» YOUR TASK: Search the entries for the word "None". Copy every line where it turns up.
#### MATERIAL PROVIDED ####
PR #141, opened 2020-08-27
Use bq_metadata_format for choosing metadata structure

jklukas:
Depends on https://github.com/mozilla-services/mozilla-pipeline-schemas/pull/598

This change should cause no difference to generated output, since the schemas now contain metadata to determine which format to use.

### DIFF
--- a/bin/metadata_merge
+++ b/bin/metadata_merge
@@ -2,13 +2,14 @@
 
 import click
 import json
+from os import path
 
 @click.command()
 @click.argument(
-    'metadata',
+    'metadata_dir',
     type=click.Path(
-        dir_okay=False,
-        file_okay=True,
+        dir_okay=True,
+        file_okay=False,
         writable=False,
         exists=True,
     ),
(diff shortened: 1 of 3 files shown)


acmiyaguchi:
Can you verify a clean diff on a test generated-schema branch with this change?

bin/metadata_merge
```diff
@@ -24,15 +25,27 @@ import json
     ),
     required=True
 )
-def main(metadata, schema):
-    print("Merging metadata {} and schema {}".format(metadata, schema))
-
-    with open(metadata, "r") as f:
-        metadata_contents = json.load(f)
+def main(metadata_dir, schema):
+    print("Merging metadata into schema {}".format(schema))
```
acmiyaguchi, line 29: nit: f-strings are nicer in most cases, imo

jklukas:
> Can you verify a clean diff on a test generated-schema branch with this change?

This is very nearly the right diff: https://github.com/mozilla-services/mozilla-pipeline-schemas/compare/7a366cf2ef9dbe9eda6842ec40bf84c8badb0013...b65369d100ff6d9dd62a39a45fa94790663404df

After https://github.com/mozilla-services/mozilla-pipeline-schemas/pull/598 is merged, I'll work on a final validation here before merging.

jklukas:
And to be clear, the final diff will be no diff, because the generated content should be exactly the same. The machinery will decline to make a new commit because there are no changes. But again, I will triple-check that before merging.

jklukas:
"pioneer" is now present in master of m-p-s, and I have confirmed that the changes in this PR produce no change in generated output compared to current master of this repo.

whd (approved):

PR #142, opened 2020-08-28
Respect configured MPS_BRANCH_SOURCE for all URLs

jklukas:
Current behavior is that MPS_BRANCH_SOURCE is ignored for Glean pings and common pings, which always reference master.

I've confirmed that running `make build && make run` with these changes produces no difference in output, thus the code doesn't push a new commit to test-generated-schemas.

### DIFF
--- a/mozilla_schema_generator/generic_ping.py
+++ b/mozilla_schema_generator/generic_ping.py
@@ -24,13 +24,10 @@ class GenericPing(object):
     extra_schema_key = "extra"
     cache_dir = pathlib.Path(".probe_cache")
 
-    def __init__(self, schema_url, env_url, probes_url, mps_branch=None):
-        self.schema_url = schema_url
-        self.env_url = env_url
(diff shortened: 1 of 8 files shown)


mozilla_schema_generator/generic_ping.py
```diff
@@ -24,10 +24,13 @@ class GenericPing(object):
     extra_schema_key = "extra"
     cache_dir = pathlib.Path(".probe_cache")
 
-    def __init__(self, schema_url, env_url, probes_url):
+    def __init__(self, schema_url, env_url, probes_url, mps_branch=None):
         self.schema_url = schema_url
         self.env_url = env_url
         self.probes_url = probes_url
+        if mps_branch is not None:
```
fbertsch, line 31: This seems brittle (for when e.g. the url does not contain master), and also pushes the default branch now to the url rather than to the code here. Instead we should add a placeholder in the url, and always replace it with the branch, which can have a default value of `master`.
####
» THE ANSWER:
-    def __init__(self, schema_url, env_url, probes_url, mps_branch=None):
+    def __init__(self, schema_url, env_url, probes_url, mps_branch=None):
+        if mps_branch is not None:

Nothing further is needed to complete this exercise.